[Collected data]
=== Begin Enclosure ===

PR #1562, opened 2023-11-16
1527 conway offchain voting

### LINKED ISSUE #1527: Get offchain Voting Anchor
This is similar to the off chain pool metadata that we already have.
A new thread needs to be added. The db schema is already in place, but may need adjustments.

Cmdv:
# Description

=== End Enclosure ===

▶ Instructions to follow
Where a line of the records holds the word "offchain", copy that line.

▶ Finished task
1527 conway offchain voting
### LINKED ISSUE #1527: Get offchain Voting Anchor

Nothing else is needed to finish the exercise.